What this task involves → Identify each line below that contains the word "against", and copy it out.

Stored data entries
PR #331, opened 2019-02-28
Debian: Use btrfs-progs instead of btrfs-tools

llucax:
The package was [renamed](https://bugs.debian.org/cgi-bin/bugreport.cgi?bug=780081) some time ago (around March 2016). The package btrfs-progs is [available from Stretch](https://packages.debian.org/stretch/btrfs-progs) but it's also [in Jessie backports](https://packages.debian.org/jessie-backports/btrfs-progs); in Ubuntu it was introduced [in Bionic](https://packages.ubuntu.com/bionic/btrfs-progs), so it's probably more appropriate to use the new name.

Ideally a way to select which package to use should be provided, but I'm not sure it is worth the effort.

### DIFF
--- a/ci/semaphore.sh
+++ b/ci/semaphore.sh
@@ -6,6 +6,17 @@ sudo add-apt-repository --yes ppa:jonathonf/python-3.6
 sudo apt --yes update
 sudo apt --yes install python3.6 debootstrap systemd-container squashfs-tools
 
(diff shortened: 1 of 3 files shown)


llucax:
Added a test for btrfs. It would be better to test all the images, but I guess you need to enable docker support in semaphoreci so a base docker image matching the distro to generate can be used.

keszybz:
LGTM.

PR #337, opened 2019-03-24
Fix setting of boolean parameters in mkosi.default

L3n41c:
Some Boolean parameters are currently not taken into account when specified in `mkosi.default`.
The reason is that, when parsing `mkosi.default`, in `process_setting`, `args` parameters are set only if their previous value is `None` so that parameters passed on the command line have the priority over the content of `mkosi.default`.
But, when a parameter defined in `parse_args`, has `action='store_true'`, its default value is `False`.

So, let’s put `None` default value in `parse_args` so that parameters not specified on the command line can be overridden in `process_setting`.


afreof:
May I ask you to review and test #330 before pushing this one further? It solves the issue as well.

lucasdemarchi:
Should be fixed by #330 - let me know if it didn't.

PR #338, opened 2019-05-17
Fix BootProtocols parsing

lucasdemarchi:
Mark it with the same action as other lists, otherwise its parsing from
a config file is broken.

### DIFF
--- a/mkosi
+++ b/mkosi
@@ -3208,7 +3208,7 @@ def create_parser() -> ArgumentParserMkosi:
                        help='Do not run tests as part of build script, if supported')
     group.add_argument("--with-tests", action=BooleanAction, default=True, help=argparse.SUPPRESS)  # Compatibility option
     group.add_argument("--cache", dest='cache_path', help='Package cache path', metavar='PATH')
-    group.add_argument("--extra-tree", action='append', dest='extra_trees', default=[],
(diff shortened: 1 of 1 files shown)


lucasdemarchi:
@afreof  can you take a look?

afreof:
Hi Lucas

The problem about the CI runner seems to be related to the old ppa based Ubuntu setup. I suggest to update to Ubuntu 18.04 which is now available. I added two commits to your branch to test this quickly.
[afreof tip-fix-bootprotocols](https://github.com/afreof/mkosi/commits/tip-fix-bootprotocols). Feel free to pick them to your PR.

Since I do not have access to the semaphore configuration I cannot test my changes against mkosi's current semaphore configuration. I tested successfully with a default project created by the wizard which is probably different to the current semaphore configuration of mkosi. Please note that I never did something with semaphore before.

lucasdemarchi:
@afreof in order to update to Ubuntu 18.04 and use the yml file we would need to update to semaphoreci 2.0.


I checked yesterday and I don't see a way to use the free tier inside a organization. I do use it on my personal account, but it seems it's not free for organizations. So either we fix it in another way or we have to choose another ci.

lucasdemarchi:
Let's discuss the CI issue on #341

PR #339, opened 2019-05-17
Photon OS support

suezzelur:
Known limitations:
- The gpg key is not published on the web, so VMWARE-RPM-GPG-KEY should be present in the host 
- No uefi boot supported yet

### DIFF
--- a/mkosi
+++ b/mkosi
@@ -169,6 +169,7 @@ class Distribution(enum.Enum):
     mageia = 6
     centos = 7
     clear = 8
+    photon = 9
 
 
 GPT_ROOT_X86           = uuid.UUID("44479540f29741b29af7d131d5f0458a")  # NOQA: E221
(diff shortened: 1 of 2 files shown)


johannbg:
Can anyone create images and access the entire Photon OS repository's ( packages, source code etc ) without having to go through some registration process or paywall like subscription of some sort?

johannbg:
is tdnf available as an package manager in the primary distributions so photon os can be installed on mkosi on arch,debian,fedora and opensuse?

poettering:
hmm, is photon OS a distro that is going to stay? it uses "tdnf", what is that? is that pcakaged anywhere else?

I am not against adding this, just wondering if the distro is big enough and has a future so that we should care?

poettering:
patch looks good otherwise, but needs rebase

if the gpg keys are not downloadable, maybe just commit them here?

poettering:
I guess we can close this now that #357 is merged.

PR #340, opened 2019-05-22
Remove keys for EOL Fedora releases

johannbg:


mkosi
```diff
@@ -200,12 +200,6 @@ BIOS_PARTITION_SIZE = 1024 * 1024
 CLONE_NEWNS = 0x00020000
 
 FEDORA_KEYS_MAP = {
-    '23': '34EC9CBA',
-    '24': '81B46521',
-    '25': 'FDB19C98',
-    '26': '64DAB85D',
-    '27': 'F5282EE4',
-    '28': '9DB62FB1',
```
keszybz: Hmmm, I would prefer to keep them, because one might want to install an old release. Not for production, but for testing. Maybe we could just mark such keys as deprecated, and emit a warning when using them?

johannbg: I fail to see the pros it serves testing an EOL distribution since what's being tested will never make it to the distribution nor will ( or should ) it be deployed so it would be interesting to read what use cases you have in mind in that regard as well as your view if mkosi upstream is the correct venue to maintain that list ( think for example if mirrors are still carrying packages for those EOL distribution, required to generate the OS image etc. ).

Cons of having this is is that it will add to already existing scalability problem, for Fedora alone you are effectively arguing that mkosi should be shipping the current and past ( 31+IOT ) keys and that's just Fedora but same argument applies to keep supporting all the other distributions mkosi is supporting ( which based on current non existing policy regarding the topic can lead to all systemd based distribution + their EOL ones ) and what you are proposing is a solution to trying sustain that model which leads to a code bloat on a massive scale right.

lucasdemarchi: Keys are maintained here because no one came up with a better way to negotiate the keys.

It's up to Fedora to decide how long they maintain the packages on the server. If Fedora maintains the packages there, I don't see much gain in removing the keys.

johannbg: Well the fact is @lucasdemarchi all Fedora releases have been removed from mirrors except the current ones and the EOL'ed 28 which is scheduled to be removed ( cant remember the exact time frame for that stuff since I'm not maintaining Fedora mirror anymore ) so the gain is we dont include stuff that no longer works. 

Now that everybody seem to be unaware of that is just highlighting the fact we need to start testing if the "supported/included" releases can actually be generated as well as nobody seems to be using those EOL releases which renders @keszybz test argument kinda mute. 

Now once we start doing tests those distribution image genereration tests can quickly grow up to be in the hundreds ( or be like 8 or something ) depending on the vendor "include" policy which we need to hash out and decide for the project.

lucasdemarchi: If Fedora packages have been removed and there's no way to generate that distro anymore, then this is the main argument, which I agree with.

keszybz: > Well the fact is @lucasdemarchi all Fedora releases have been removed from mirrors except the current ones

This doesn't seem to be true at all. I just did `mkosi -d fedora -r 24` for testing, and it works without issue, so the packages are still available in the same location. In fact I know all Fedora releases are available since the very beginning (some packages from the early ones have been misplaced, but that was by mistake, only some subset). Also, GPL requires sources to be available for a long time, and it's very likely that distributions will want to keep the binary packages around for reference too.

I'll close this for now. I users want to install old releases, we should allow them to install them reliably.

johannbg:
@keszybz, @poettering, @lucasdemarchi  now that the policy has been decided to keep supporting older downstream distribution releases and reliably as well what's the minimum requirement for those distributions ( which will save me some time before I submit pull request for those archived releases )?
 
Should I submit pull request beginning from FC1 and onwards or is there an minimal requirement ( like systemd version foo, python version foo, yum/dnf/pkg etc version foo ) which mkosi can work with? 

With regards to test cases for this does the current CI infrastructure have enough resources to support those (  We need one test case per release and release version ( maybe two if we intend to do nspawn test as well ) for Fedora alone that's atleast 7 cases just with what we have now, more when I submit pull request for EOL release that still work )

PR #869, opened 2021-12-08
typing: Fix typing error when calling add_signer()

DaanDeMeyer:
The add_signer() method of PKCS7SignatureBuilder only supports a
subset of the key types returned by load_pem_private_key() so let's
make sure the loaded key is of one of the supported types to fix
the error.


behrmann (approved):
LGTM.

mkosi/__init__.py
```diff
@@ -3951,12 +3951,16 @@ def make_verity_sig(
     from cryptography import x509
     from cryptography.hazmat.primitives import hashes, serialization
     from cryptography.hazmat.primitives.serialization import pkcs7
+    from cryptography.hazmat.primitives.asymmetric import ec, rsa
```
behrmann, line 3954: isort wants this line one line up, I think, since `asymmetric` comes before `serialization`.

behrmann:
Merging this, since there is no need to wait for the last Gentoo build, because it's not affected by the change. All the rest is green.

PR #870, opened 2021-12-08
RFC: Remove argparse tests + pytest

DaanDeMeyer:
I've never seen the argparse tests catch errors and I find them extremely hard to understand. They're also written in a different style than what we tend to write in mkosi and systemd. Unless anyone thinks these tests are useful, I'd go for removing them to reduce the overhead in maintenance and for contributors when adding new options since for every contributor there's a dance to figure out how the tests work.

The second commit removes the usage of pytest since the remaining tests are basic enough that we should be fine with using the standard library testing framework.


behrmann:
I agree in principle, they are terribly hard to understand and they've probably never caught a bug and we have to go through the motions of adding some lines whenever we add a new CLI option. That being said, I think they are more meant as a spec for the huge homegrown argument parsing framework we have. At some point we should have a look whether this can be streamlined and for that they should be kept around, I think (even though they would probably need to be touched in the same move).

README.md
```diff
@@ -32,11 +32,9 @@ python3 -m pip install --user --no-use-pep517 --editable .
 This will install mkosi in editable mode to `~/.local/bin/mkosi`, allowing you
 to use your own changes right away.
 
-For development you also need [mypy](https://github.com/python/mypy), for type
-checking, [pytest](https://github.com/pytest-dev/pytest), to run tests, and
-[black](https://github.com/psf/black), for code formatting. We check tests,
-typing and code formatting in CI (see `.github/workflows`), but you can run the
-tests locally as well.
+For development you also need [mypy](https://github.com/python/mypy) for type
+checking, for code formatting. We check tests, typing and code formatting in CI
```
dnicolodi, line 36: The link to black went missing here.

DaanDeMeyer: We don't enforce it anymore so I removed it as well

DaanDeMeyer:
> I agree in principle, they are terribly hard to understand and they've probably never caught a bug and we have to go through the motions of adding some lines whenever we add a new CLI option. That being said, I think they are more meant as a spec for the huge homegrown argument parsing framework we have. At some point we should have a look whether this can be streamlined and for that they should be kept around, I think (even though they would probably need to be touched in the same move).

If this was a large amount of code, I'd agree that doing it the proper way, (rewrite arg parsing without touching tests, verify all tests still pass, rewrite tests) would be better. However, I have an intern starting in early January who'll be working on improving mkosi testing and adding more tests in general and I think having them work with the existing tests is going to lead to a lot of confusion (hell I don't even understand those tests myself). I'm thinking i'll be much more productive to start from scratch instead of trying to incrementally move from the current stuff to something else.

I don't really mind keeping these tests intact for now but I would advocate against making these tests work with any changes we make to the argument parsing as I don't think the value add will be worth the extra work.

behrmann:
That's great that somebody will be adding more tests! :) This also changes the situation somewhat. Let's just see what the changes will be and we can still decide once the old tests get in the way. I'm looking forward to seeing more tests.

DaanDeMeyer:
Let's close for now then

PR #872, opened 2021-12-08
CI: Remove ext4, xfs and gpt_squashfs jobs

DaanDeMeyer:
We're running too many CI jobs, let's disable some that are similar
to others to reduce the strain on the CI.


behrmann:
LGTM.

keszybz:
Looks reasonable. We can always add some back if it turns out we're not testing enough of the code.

Final answer →
Since I do not have access to the semaphore configuration I cannot test my changes against mkosi's current semaphore configuration. I tested successfully with a default project created by the wizard which is probably different to the current semaphore configuration of mkosi. Please note that I never did something with semaphore before.
I am not against adding this, just wondering if the distro is big enough and has a future so that we should care?
I don't really mind keeping these tests intact for now but I would advocate against making these tests work with any changes we make to the argument parsing as I don't think the value add will be worth the extra work.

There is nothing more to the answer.